:: Data

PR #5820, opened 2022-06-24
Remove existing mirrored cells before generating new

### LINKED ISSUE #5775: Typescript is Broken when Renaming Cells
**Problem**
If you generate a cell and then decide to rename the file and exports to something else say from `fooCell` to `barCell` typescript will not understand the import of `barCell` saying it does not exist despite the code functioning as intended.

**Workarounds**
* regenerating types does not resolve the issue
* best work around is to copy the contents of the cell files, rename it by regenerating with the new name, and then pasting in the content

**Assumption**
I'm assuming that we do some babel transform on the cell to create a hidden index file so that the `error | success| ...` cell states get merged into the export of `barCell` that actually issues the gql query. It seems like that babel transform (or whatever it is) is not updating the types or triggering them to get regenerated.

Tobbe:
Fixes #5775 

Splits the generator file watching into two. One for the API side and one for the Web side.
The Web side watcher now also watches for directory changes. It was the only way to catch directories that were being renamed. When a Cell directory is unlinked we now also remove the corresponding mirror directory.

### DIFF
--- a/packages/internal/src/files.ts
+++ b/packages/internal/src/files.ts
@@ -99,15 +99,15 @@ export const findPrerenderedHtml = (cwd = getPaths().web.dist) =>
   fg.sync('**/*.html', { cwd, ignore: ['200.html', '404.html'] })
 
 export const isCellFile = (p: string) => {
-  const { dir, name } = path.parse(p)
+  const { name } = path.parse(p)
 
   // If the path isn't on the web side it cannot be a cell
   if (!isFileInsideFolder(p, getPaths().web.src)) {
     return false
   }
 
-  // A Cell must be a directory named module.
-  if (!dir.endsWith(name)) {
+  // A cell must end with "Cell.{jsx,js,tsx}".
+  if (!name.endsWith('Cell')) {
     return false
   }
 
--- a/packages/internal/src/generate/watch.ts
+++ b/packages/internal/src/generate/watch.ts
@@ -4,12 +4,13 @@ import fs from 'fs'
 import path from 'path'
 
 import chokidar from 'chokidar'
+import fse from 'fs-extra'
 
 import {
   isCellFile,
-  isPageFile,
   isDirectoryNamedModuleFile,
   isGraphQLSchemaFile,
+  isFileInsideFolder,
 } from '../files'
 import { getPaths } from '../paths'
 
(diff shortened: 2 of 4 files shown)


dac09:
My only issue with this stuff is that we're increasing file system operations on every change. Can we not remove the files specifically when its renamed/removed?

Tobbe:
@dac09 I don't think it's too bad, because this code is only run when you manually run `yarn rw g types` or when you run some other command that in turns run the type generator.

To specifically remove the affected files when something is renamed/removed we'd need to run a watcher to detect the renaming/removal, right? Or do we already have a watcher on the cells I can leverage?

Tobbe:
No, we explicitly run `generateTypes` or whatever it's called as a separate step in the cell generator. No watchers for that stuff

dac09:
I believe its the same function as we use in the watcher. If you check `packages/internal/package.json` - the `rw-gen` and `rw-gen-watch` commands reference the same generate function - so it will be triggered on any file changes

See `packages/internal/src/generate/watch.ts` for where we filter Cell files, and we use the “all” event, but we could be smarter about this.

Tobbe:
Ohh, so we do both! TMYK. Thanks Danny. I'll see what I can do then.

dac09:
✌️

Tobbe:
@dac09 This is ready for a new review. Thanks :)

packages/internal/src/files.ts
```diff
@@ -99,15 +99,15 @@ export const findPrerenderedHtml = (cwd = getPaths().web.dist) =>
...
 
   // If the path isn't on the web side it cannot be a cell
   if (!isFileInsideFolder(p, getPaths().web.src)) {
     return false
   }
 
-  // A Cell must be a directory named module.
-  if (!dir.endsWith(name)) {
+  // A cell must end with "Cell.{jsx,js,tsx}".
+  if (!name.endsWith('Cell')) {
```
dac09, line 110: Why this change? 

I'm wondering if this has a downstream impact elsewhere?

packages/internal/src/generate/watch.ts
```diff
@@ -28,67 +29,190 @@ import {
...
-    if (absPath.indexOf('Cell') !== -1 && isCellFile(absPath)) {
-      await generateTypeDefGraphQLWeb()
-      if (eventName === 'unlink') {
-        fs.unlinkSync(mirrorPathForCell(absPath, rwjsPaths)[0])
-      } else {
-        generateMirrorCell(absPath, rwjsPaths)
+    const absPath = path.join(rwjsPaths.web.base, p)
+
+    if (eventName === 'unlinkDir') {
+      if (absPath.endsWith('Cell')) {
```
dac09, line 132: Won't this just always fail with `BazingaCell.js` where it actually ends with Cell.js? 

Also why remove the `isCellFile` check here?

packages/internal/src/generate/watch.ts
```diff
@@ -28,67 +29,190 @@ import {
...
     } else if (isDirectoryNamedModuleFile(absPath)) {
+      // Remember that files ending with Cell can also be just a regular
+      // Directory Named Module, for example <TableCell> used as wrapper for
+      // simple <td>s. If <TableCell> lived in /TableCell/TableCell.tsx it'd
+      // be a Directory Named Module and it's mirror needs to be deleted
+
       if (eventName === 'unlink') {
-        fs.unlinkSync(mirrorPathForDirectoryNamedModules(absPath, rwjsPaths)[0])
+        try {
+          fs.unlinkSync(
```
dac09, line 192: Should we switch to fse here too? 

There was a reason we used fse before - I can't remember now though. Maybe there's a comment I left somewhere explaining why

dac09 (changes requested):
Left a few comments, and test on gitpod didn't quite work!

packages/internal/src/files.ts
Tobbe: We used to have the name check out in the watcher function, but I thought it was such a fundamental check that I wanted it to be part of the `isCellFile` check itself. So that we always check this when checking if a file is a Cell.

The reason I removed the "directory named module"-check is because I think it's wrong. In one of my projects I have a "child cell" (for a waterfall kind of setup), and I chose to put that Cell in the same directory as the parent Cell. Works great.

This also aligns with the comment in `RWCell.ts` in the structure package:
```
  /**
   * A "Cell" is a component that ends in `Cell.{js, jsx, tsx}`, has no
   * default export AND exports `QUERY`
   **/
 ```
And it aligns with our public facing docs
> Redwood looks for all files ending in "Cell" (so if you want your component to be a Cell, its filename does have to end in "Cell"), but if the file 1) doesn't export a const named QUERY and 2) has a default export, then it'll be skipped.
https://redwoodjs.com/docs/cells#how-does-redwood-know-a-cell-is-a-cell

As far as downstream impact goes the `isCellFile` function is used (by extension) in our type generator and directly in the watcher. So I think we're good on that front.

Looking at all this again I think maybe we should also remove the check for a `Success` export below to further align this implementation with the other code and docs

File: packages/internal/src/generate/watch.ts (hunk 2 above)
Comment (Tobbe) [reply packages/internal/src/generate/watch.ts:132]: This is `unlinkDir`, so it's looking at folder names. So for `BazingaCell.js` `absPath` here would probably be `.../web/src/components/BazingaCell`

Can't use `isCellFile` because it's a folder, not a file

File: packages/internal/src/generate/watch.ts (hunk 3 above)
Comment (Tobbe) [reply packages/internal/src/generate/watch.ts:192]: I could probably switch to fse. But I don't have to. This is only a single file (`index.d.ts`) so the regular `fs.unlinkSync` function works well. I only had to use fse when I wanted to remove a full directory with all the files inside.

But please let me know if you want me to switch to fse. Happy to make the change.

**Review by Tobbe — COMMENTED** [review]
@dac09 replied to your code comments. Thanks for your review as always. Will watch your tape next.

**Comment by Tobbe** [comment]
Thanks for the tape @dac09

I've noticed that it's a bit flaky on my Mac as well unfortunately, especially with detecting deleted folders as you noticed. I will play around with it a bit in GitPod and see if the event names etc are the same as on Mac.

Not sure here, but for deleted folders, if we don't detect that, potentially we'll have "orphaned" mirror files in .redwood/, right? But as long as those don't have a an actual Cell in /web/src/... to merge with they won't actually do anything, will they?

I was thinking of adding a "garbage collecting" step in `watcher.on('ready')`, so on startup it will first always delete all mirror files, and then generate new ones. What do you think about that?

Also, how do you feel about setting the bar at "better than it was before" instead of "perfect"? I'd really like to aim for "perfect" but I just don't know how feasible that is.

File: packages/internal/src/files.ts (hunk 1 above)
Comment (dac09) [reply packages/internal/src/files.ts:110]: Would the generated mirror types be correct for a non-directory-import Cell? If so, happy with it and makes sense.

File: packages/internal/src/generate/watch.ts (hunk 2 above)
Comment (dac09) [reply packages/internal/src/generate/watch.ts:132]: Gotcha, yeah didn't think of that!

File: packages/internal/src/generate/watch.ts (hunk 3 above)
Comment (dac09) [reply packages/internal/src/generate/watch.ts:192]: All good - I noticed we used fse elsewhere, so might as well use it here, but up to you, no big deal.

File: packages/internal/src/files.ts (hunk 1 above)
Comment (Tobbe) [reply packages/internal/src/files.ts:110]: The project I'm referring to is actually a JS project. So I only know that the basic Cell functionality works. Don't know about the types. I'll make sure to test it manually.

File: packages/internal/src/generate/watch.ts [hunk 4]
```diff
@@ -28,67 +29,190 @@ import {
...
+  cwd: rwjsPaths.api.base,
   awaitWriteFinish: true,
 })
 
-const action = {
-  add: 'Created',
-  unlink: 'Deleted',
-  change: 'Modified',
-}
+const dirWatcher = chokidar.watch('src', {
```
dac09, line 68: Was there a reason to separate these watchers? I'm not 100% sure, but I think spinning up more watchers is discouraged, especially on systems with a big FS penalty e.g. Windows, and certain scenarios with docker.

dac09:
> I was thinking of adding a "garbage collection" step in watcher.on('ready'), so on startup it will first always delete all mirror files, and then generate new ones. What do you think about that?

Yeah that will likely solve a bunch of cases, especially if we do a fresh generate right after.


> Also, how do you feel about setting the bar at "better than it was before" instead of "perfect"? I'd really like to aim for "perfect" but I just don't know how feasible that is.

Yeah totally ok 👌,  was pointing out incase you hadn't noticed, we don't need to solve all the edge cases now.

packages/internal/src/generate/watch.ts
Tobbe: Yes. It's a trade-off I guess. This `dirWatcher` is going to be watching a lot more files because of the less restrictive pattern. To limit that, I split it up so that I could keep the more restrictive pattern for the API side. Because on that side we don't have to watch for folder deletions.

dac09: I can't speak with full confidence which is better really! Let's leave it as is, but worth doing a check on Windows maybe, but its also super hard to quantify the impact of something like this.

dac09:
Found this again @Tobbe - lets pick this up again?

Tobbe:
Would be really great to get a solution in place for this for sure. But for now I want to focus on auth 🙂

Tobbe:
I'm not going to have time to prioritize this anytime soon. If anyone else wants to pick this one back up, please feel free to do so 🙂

::::

## Instructions for the task:
Only the lines above from the one with "Tobbe: We used" up to and including the one with "And it aligns with our public facing docs" should be repeated, exactly as written.

## Task output:
Tobbe: We used to have the name check out in the watcher function, but I thought it was such a fundamental check that I wanted it to be part of the `isCellFile` check itself. So that we always check this when checking if a file is a Cell.

The reason I removed the "directory named module"-check is because I think it's wrong. In one of my projects I have a "child cell" (for a waterfall kind of setup), and I chose to put that Cell in the same directory as the parent Cell. Works great.

This also aligns with the comment in `RWCell.ts` in the structure package:
```
  /**
   * A "Cell" is a component that ends in `Cell.{js, jsx, tsx}`, has no
   * default export AND exports `QUERY`
   **/
 ```
And it aligns with our public facing docs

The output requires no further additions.